Task data Start Marker

Issue #19550, opened 2022-03-21
BBC: Blead breaks SISYPHUS/Math-MPFR-4.21.tar.gz, SISYPHUS/Math-GMPf-0.47.tar.gz, SISYPHUS/Math-Float128-0.15.tar.gz


eserte:
t/NOK_and_POL.t in Math-MPFR-4.21 started to fail with perl 5.35.10:
```
2 != 1

2 != 1

3 != 1

4 != 2

4 != 2

4 != 2

4 != 2

4 != 2

4 != 2

4 != 2

4 != 2

4 != 2

4 != 2

4 != 2

4 != 2

4 != 2

4 != 2

4 != 2

5 != 3

5 != 3
t/NOK_and_POK.t .................. 
Failed 20/27 subtests 
```

Math-GMPf-0.47 and Math-Float128-0.15 have a same-named test script, which also started to fail.

eserte:
@sisyphus FYI

jkeenan:
Bisecting with the following invocation:
```
perl Porting/bisect.pl --start=v5.35.9 --end=v5.35.10 --module=Math::MPFR
```
... pointed to the following commit:
```
b1e3ba27cdcf1b4e2558f05ed4cc6780d2f208e1 is the first bad commit
commit b1e3ba27cdcf1b4e2558f05ed4cc6780d2f208e1
Author: Graham Knop <haarg@haarg.org>
Date:   Tue Mar 15 15:19:03 2022 +0100
Commit:     Paul Evans <leonerd@leonerd.org.uk>
CommitDate: Tue Mar 15 15:44:55 2022 +0000


    always prevent setting POK flag when NV values are used as strings
```
@haarg, @leonerd, can you take a look?

hvds:
The test is specifically checking the NOK and POK flags on Inf and NaN values, so it is unsurprising that this change results in test failures.

Because most of the tests are checking the value of an accumulating count, it also fails on all of those tests after the first true failure: I suspect there are only 2 real test failures here.

My guess is that only the tests will need to change, but @sisyphus will need to compare against whatever he's actually trying to achieve here; I'll create an issue for the distro.

hvds:
Created https://github.com/sisyphus/math-mpfr/issues/4

haarg:
These tests are checking what the internal flags are after using values in various forms. This is sensitive adjustments to how core handles the flags, which have been intentionally changed in 5.35.10. I'd say that these dists need to have their tests adjusted.

[...]

PR #19580, opened 2022-04-01
fix SVf_POK getting set on NVs when copying

haarg:
When copying an SV with SVp_POK set, the SVf_POK flag gets enabled on
the destination SV in all cases, to allow some of the COW logic to work
properly. The flag is then meant to be disabled later in the routine, if
the original SV was not SVp_POK. This was happening for IOK values, but
not NOK values. This would only impact a few values (Inf, -Inf, NaN) as
the string form of other floats is sensitive to locale so would not be
stored. In the past, values like this would also always have SVf_POK
set, but this has recently been changed to allow tracking the origin
type of a value, exposing this bug.

Fix this by checking for this case and unsetting the flag as
appropriate for SVf_NOK values, the same as was previously being done
for SVf_IOK values.

### DIFF
--- a/sv.c
+++ b/sv.c
@@ -4547,6 +4547,16 @@ Perl_sv_setsv_flags(pTHX_ SV *dsv, SV* ssv, const I32 flags)
         }
         if (sflags & SVp_NOK) {
             SvNV_set(dsv, SvNVX(ssv));
+            if ((sflags & SVf_NOK) && !(sflags & SVf_POK)) {
+                /* Source was SVf_NOK|SVp_NOK|SVp_POK but not SVf_POK, meaning
+                   a value set as floating point and later stringified, where
+                  the value happens to be one of the few that we know aren't
+                  affected by the numeric locale, hence we can cache the
+                  stringification. Currently that's  +Inf, -Inf and NaN, but
+                  conceivably we might extend this to -9 .. +9 (excluding -0).
+                  So mark destination the same: */
+                SvFLAGS(dsv) &= ~SVf_POK;
+            }
         }
         if (sflags & SVp_IOK) {
             SvIV_set(dsv, SvIVX(ssv));
--- a/t/op/svflags.t
+++ b/t/op/svflags.t
@@ -10,7 +10,7 @@ BEGIN {
 # Tests the new documented mechanism for determining the original type
 # of an SV.
 
-plan tests => 12;
+plan tests => 16;
 use strict;
 use B qw(svref_2object SVf_IOK SVf_NOK SVf_POK);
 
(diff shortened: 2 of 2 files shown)


haarg:
Fixes #19550

sisyphus:
The bug that this PR aims to fix is also reflected in the newly added builtins <code>created_as_string()</code> and <code>created_as_number()</code> :
```
use strict;
no warnings 'experimental';
use builtin qw(created_as_string created_as_number);

my $orig = 99 ** (99 ** 99); # Inf
eval{"$orig"};
my $copy = $orig;

print "ok 1\n" if created_as_number($orig);
print "not ok 2\n" if created_as_string($copy);
```
Outputs (on current blead):
```
ok 1
not ok 2
```

sisyphus:
I've now had time to check this PR on Windows.
It seems fine to me.
It fixes the odd behaviour described in #19550, the demo script I provided above then behaves as I expect, and the failures in Math-MPFR-4.21, Math-GMPf-0.47 & Math-Float128-0.15 no longer occur.

sv.c
```diff
@@ -4547,6 +4547,16 @@ Perl_sv_setsv_flags(pTHX_ SV *dsv, SV* ssv, const I32 flags)
         }
         if (sflags & SVp_NOK) {
             SvNV_set(dsv, SvNVX(ssv));
+            if ((sflags & SVf_NOK) && !(sflags & SVf_POK)) {
+                /* Source was SVf_NOK|SVp_NOK|SVp_POK but not SVf_POK, meaning
+                   a value set as floating point and later stringified, where
+                  the value happens to be one of the few that we know aren't
+                  affected by the numeric local, hence we can cache the
```
khwilliamson: s/local/locale/

sv.c
```diff
@@ -4547,6 +4547,16 @@ Perl_sv_setsv_flags(pTHX_ SV *dsv, SV* ssv, const I32 flags)
         }
         if (sflags & SVp_NOK) {
             SvNV_set(dsv, SvNVX(ssv));
+            if ((sflags & SVf_NOK) && !(sflags & SVf_POK)) {
```
demerphq, line 4550: maybe I am being predantic but I would have written that as 
```
if ((sflags & (SVf_NOK|SVf_POK)) == SVf_NOK) { 
```

khwilliamson:
On 4/6/22 06:14, Yves Orton wrote:
> 
> 
> In sv.c <https://github.com/Perl/perl5/pull/19580#discussion_r843873428>:
> 
>> @@ -4547,6 +4547,16 @@ Perl_sv_setsv_flags(pTHX_ SV *dsv, SV* ssv, const I32 flags)
>           }
>           if (sflags & SVp_NOK) {
>               SvNV_set(dsv, SvNVX(ssv));
> +            if ((sflags & SVf_NOK) && !(sflags & SVf_POK)) {
> 
> maybe I am being predantic but I would have written that as
> 
> |if ((sflags & (SVf_NOK|SVf_POK)) == SVf_NOK) { |

I would have written it this way too.

sv.c
haarg: This is copying the exact code in the block after it, just with different flags. I don't want to change the IV block when not needed, but I also want this to match in terms of style.

I think this entire code path is in need of refactoring, so I would prefer to make it obvious that this is meant to match its sibling block.

demerphq: Fair enough. Ill pretend you have promised to the refactor.

demerphq (approved):
Approved on the assumption you are going to follow up with a refactor patch which does it the efficient way. :-)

Task data End Marker

→ **Exercise**
Whenever a line includes the word "leonerd", pull it out of the entries.

→ **Response to this task**
Commit:     Paul Evans <leonerd@leonerd.org.uk>
@haarg, @leonerd, can you take a look?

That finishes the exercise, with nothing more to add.